MATERIAL SHOWN |
BEGIN
PR #4022, opened 2021-05-13
Set last_publish as a start of publish [RHELDST-5086, #8778] 

rbikar:
When a repository is published, set last_publish field on distributor
to the start time of publish instead of finish time.

With this change pulp shouldn't falsely skip publish of a repo when
last_unit_added is set to the time between publish start and finish.

### DIFF
--- a/server/pulp/server/controllers/repository.py
+++ b/server/pulp/server/controllers/repository.py
@@ -1234,7 +1234,7 @@ def check_publish(repo_obj, dist_id, dist_inst, transfer_repo, conduit, call_con
         # Use raw pymongo not to fire the signal hander
         model.Distributor.objects(
             repo_id=repo_obj.repo_id,
-            distributor_id=dist_id).update(set__last_publish=publish_end_timestamp)
+            distributor_id=dist_id).update(set__last_publish=publish_start_timestamp)
 
         result_code = RepoPublishResult.RESULT_SKIPPED
         _logger.debug('publish skipped for repo [%s] with distributor ID [%s]' % (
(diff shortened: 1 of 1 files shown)


rbikar:
@rohanpm  @midnightercz  @ipanova 
Please review.

rohanpm (approved):

goosemania:
@rbikar , could you share steps to reproduce or explain the situation when the publish is falsely skipped.
In theory, `last_unit_added` should not be set between start and finish of the publish because publish task locks on the repository it is publishing, so no other tasks should be run for that repository in parallel. I'm not sure how it happens that last_unit_added is set while publish is running.

rbikar:
@goosemania  
Sure. This is related ticket https://pulp.plan.io/issues/5951 for previous fix of the problem. The current fix relates to https://projects.engineering.redhat.com/browse/RHELDST-5086. The problematic content type here is erratum that is shared with more than one repository. When this erratum gets updated, pulp will set `last_unit_added` to all affected repos, including those currently in publish (afaict only erratum type units behave like this). So the subsequent fast-forward publish will be skipped because the erratum was updated during publish.

goosemania:
Thank you for the explanation!
Unfortunately, it makes sense.

goosemania (approved):

goosemania:
@jlsherrill , fyi, more times publish will be operational with that change, but it's a valid case.

rbikar:
@goosemania 
Do we need more reviews for this change? 
If not, can you please merge it?

ipanova:
@rbikar the changes make sense to me, especially after your explanation. Will it be too much of the trouble to file an issue on plan.io and basically copy/paste what you have written here https://github.com/pulp/pulp/pull/4022#issuecomment-843042306, also update the commit so it references the issue. Thank you!

rbikar:
@ipanova  
Created https://pulp.plan.io/issues/8778 and updated commit message. Is it ok now?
END
REQUIRED WORK | Down to the last line, restate the records exactly.

WRITTEN ANSWER |
PR #4022, opened 2021-05-13
Set last_publish as a start of publish [RHELDST-5086, #8778] 

rbikar:
When a repository is published, set last_publish field on distributor
to the start time of publish instead of finish time.

With this change pulp shouldn't falsely skip publish of a repo when
last_unit_added is set to the time between publish start and finish.

### DIFF
--- a/server/pulp/server/controllers/repository.py
+++ b/server/pulp/server/controllers/repository.py
@@ -1234,7 +1234,7 @@ def check_publish(repo_obj, dist_id, dist_inst, transfer_repo, conduit, call_con
         # Use raw pymongo not to fire the signal hander
         model.Distributor.objects(
             repo_id=repo_obj.repo_id,
-            distributor_id=dist_id).update(set__last_publish=publish_end_timestamp)
+            distributor_id=dist_id).update(set__last_publish=publish_start_timestamp)
 
         result_code = RepoPublishResult.RESULT_SKIPPED
         _logger.debug('publish skipped for repo [%s] with distributor ID [%s]' % (
(diff shortened: 1 of 1 files shown)


rbikar:
@rohanpm  @midnightercz  @ipanova 
Please review.

rohanpm (approved):

goosemania:
@rbikar , could you share steps to reproduce or explain the situation when the publish is falsely skipped.
In theory, `last_unit_added` should not be set between start and finish of the publish because publish task locks on the repository it is publishing, so no other tasks should be run for that repository in parallel. I'm not sure how it happens that last_unit_added is set while publish is running.

rbikar:
@goosemania  
Sure. This is related ticket https://pulp.plan.io/issues/5951 for previous fix of the problem. The current fix relates to https://projects.engineering.redhat.com/browse/RHELDST-5086. The problematic content type here is erratum that is shared with more than one repository. When this erratum gets updated, pulp will set `last_unit_added` to all affected repos, including those currently in publish (afaict only erratum type units behave like this). So the subsequent fast-forward publish will be skipped because the erratum was updated during publish.

goosemania:
Thank you for the explanation!
Unfortunately, it makes sense.

goosemania (approved):

goosemania:
@jlsherrill , fyi, more times publish will be operational with that change, but it's a valid case.

rbikar:
@goosemania 
Do we need more reviews for this change? 
If not, can you please merge it?

ipanova:
@rbikar the changes make sense to me, especially after your explanation. Will it be too much of the trouble to file an issue on plan.io and basically copy/paste what you have written here https://github.com/pulp/pulp/pull/4022#issuecomment-843042306, also update the commit so it references the issue. Thank you!

rbikar:
@ipanova  
Created https://pulp.plan.io/issues/8778 and updated commit message. Is it ok now?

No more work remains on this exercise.